◆ WHAT THE TASK REQUIRES:
From the entries that follow, copy every line with the word "ValidationUtils".

◆ Stored data:
PR #3341, opened 2021-03-23
gfx: lifecyle validations

YunHsiao:
All gfx resources are now tracked and leaks can be reported with initialization call stack information.


cocos/renderer/gfx-base/GFXDescriptorSet.cpp
```diff
@@ -40,6 +40,8 @@ DescriptorSet::~DescriptorSet() {
 }
 
 void DescriptorSet::initialize(const DescriptorSetInfo& info) {
+    CCASSERT(info.layout, "Invalid set layout");
```
minggo, line 43: Why not add it in validate layer?

cocos/renderer/gfx-base/GFXShader.h
```diff
@@ -52,7 +52,7 @@ class CC_DLL Shader : public GFXObject {
 
 protected:
     static uint generateShaderID() noexcept {
-        static uint _idGen = 0;
+        static uint _idGen = 10000;
```
minggo, line 55: Any reason to change the value? And why using `10000`?

YunHsiao: no particular reason, changed this just so that we don't have 0 a valid id.

cocos/renderer/gfx-base/GFXDescriptorSet.cpp
YunHsiao: because the base class needs the `info.layout` to be non-null right away

minggo: Ok, got it.

cocos/renderer/gfx-base/GFXShader.h
minggo: Got it. Is the validation of  shader id is checked in codes?

cocos/renderer/gfx-validator/ValidationUtils.cpp
```diff
@@ -0,0 +1,39 @@
...
+
+#define BOOST_STACKTRACE_GNU_SOURCE_NOT_REQUIRED
+#include "boost/stacktrace.hpp"
+
+namespace cc {
+namespace gfx {
+
+String getStacktrace(uint skip, uint maxDepth) {
+    return boost::stacktrace::to_string(boost::stacktrace::stacktrace(skip, maxDepth));
+}
```
minggo, line 36: I think it is better to move it to base/Utils.h.

minggo, line 36: I think it is better to move it to base/Utils.h.

cocos/renderer/gfx-base/GFXShader.h
YunHsiao: no, not for now, but definitely can do

cocos/base/Utils.h
```diff
@@ -53,6 +54,9 @@ utils::nextPOT function is licensed under the same license that is used in Textu
 */
 
 namespace utils {
+
+CC_DLL std::string getStacktrace(uint skip = 0, uint maxDepth = static_cast<uint>(-1));
```
minggo, line 58: It is better to use [UINT_MAX](https://en.cppreference.com/w/cpp/types/climits) instead of `maxDepth = static_cast<uint>(-1)`.

cocos/renderer/gfx-validator/ValidationUtils.h
```diff
@@ -0,0 +1,125 @@
...
+
+    template <typename T, typename = std::enable_if_t<std::is_same<Resource, T>::value>>
+    static std::enable_if_t<!record_stacktrace<T>::value, void> push(T *resource);
+
+    static void erase(Resource *resource);
+    static void checkEmpty();
+
+private:
+    struct ResourceRecord {
+        Resource *resource;
```
minggo, line 68: It is better to have default value.

minggo (approved):

PR #3344, opened 2021-03-24
[3.0.1] fix websocket crash

PatriceJiang:
fix: https://github.com/cocos-creator/3d-tasks/issues/6675


cocos/network/WebSocket-libwebsockets.cpp
```diff
@@ -545,6 +548,7 @@ class WebSocketFrame {
 
 void WebSocketImpl::closeAllConnections() {
     if (__websocketInstances != nullptr) {
+        std::lock_guard<std::mutex> lk(__instanceMutex);
```
PatriceJiang, line 551:
```suggestion
```

PR #3345, opened 2021-03-24
Coding style doc

minggo:


docs/CODING_STYLE.md
```diff
@@ -0,0 +1,1411 @@
...
+
+**Decision:**
+
+<cstdint> defines types like int16_t, uint32_t, int64_t, etc. You should always use those in preference to short, unsigned long long and the like, when you need a guarantee on the size of an integer. Of the C integer types, only int should be used. When appropriate, you are welcome to use standard types like size_t and ptrdiff_t.
+
+We use int very often, for integers we know are not going to be too big, e.g., loop counters. Use plain old int for such things. You should assume that an int is at least 32 bits, but don't assume that it has more than 32 bits. If you need a 64-bit integer type, use int64_t or uint64_t.
+
+For integers we know can be "big", use int64_t.
+
+You should not use the unsigned integer types such as uint32_t, unless there is a valid reason such as representing a bit pattern rather than a number, or you need defined overflow modulo 2^N. In particular, do not use unsigned types to say a number will never be negative. Instead, use assertions for this.
```
YunHsiao, line 1083: `You should not use the unsigned integer types such as uint32_t`
I think we are doing the exact opposite of that

YunHsiao:
The markdown format is kind of hard to follow. Maybe we should just put a link to the original google doc and write only the part we want to change instead?

minggo:
Yep, i have thought it. But i am afraid that the google's coding style may be modified, and the rule may be changed too.

docs/CODING_STYLE.md
minggo: Good catch. I think we should discuss it more and make a decision. If not use `uint32_t`, then we should find which type to use. May be `int` is better.

docs/CODING_STYLE.md
```diff
@@ -0,0 +1,1411 @@
...
+
+Accessors and mutators (get and set functions) may be named like variables. These often correspond to actual member variables, but this is not required. For example, `int count()` and `void setCount(int count)`.
+
+## Namespace Names
+
+Namespace names are all lower-case, with words separated by underscores. Top-level namespace names are based on the project name . Avoid collisions between nested namespaces and well-known top-level namespaces.
+
+## Enumerator Names
+
+Enumerators (for both scoped and unscoped enums) should be named like constants. That is, use kEnumName not ENUM_NAME.
```
YunHsiao, line 1389: use `ENUM_NAME` not `kEnumName`.

docs/CODING_STYLE.md
```diff
@@ -0,0 +1,1411 @@
...
+
+Correct use of header files can make a huge difference to the readability, size and performance of your code.
+
+The following rules will guide you through the various pitfalls of using header files.
+
+## The #pragma Guard
+
+All header files should have `#pragma once` guards to prevent multiple inclusion.
+
+To guarantee uniqueness, they should be based on the full path in a project's source tree. For example, the file `engine-native/cocos/math/Math.h` in project foo should have the following guard:
```
YunHsiao, line 89: > To guarantee uniqueness, they should be based on the full path in a project's source tree. For example, the file `engine-native/cocos/math/Math.h` in project foo should have the following guard:

redundant

docs/CODING_STYLE.md
minggo: fixed

docs/CODING_STYLE.md
minggo: fixed

docs/CODING_STYLE.md
```diff
@@ -948,11 +946,11 @@ The C++-style cast syntax is verbose and cumbersome.
...
 - Use static_cast as the equivalent of a C-style cast that does value conversion, when you need to explicitly up-cast a pointer from a class to its superclass, or when you need to explicitly cast a pointer from a superclass to a subclass. In this last case, you must be sure your object is actually an instance of the subclass.
 - Use const_cast to remove the const qualifier (see const).
-- Use reinterpret_cast to do unsafe conversions of pointer types to and from integer and other pointer types, including void*. Use this only if you know what you are doing and you understand the aliasing issues. Also, consider the alternative absl::bit_cast.
-- Use absl::bit_cast to interpret the raw bits of a value using a different type of the same size (a type pun), such as interpreting the bits of a double as int64.
+- Use reinterpret_cast to do unsafe conversions of pointer types to and from integer and other pointer types, including void*. Use this only if you know what you are doing and you understand the aliasing issues. Also, consider the alternative `absl::bit_cast`.
```
YunHsiao, line 953: There are many references to this `absl` library which we currently do not have access to. Do we need to import this library?

minggo: No, there is not plan currently. I will remove them.

PR #3350, opened 2021-03-25
remove Array.cpp/.h

minggo:


cocos/base/Scheduler.cpp
```diff
@@ -177,39 +151,36 @@ void Scheduler::schedule(const ccSchedulerFunc &callback, void *target, float in
...
         }
-        ccArrayEnsureExtraCapacity(element->timers, 1);
     }
 
-    TimerTargetCallback *timer = new (std::nothrow) TimerTargetCallback();
+    auto *timer = new (std::nothrow) TimerTargetCallback();
     timer->initWithCallback(this, callback, target, key, interval, repeat, delay);
-    ccArrayAppendObject(element->timers, timer);
+    element->timers.push_back(timer);
     timer->release();
```
PatriceJiang, line 184: `timer` should not be released here, since it can nolonger be retained in `ccArrayAppendObject`

cocos/base/Scheduler.cpp
```diff
@@ -177,39 +151,36 @@ void Scheduler::schedule(const ccSchedulerFunc &callback, void *target, float in
...
         // Is this the 1st element ? Then set the pause level to all the selectors of this target
         element->paused = paused;
     } else {
         CCASSERT(element->paused == paused, "element's paused should be paused!");
     }
 
-    if (element->timers == nullptr) {
-        element->timers = ccArrayNew(10);
+    if (element->timers.empty()) {
+        element->timers.reserve(INITIAL_TIMER_COUND);
```
PatriceJiang, line 169: Can this be omitted, since it is still empty after `reserve`?

PatriceJiang (approved):

cocos/base/Scheduler.cpp
minggo: reserve just make sure to have enough memory, do not have to expand every time. Omit it will not cause error, but here just keep the same logic as before.

cocos/base/Scheduler.cpp
minggo: Yep, you are right.

PR #3363, opened 2021-03-30
[Modify] change the combineSigny initialization location

GengineJS:


GengineJS:
https://github.com/cocos-creator/engine/pull/8406

minggo:
Why need to change it like this?

GengineJS:
> Why need to change it like this?

Mainly in the js engine, the initialize function may not be executed after running. In order to be unified with jsEngine

minggo:
> the initialize function may not be executed after running

@caryliu1999 i think we should fix it. Initialize should be invoked before being used.

GengineJS:
> > the initialize function may not be executed after running
> 
> @caryliu1999 i think we should fix it. Initialize should be invoked before being used.

But to get combineSignY, the device needs to be defined, and the device is assigned in the active function.

minggo:
> But to get combineSignY, the device needs to be defined, and the device is assigned in the active function.

Yep. active() is invoked before initialize(), so device is assigned when invoke initialize().

PR #3373, opened 2021-04-01
fix simulator compiling

PPpro:


PPpro:
@PatriceJiang @minggo pls review

PatriceJiang (approved):

tools/simulator/frameworks/runtime-src/CMakeLists.txt
```diff
@@ -31,7 +31,7 @@ if(CMAKE_OSX_SYSROOT STREQUAL "iphonesimulator")
 else()
     set(TARGET_IOS_VERSION "8.0")
 endif()
-set(TARGET_OSX_VERSION "10.10")
```
minggo, line 34: Why need to change it?

PPpro: can't  use std:get  method when `TARGET_OSX_VERSION` is 10.10

PatriceJiang: 编译 tbb 用到 `std::get`,  要求有 macos 10.14+.    引擎的最低版本也是 10.14.

minggo: 所以还是得去除对 tbb 对依赖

◆ WRITTEN ANSWER:
cocos/renderer/gfx-validator/ValidationUtils.cpp
cocos/renderer/gfx-validator/ValidationUtils.h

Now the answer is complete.